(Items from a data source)

PR #6127, opened 2024-06-26
(feat): Add loading visual and succes message in controlpanel when deleting users and groups

dobri1408:
This pull request adds a loading indicator for deletion requests and provides a toast for successful deletion action for both user and group deletion operations.

See video for before and after effect:

https://github.com/plone/volto/assets/152852/e69b1bc5-ffb9-4f62-b437-cd0dc2aec3f6

----
📚 Documentation preview 📚: https://volto--6127.org.readthedocs.build/


ichim-david (approved):

ichim-david:
@sneridagh I have already pre-tested the feature to ensure that it works. We had a situation at EEA where on ldap users it was talking a long time to delete an user and there was no indication regarding the operation.
This change brings the same behavior from the Add user "loading" if necessary plus toast message also to the delete action.

Might be worth adding also onDeleteUserError and onDeleteGroupError in case we run into an error since there is such an option for onAddUserError and onAddGroupError. To be determined if it's worth it or not.

stevepiercy (approved):
I think adding the error messages, as @ichim-david, would be a good addition as well. Your call on those.

sneridagh (approved):
@ichim-david @dobri1408 @stevepiercy Agree that improve it would be great, but for now I'm merging this.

__Directions for this task__. Copy out the records shown above, every one, exactly.

__Answer__.
PR #6127, opened 2024-06-26
(feat): Add loading visual and succes message in controlpanel when deleting users and groups

dobri1408:
This pull request adds a loading indicator for deletion requests and provides a toast for successful deletion action for both user and group deletion operations.

See video for before and after effect:

https://github.com/plone/volto/assets/152852/e69b1bc5-ffb9-4f62-b437-cd0dc2aec3f6

----
📚 Documentation preview 📚: https://volto--6127.org.readthedocs.build/


ichim-david (approved):

ichim-david:
@sneridagh I have already pre-tested the feature to ensure that it works. We had a situation at EEA where on ldap users it was talking a long time to delete an user and there was no indication regarding the operation.
This change brings the same behavior from the Add user "loading" if necessary plus toast message also to the delete action.

Might be worth adding also onDeleteUserError and onDeleteGroupError in case we run into an error since there is such an option for onAddUserError and onAddGroupError. To be determined if it's worth it or not.

stevepiercy (approved):
I think adding the error messages, as @ichim-david, would be a good addition as well. Your call on those.

sneridagh (approved):
@ichim-david @dobri1408 @stevepiercy Agree that improve it would be great, but for now I'm merging this.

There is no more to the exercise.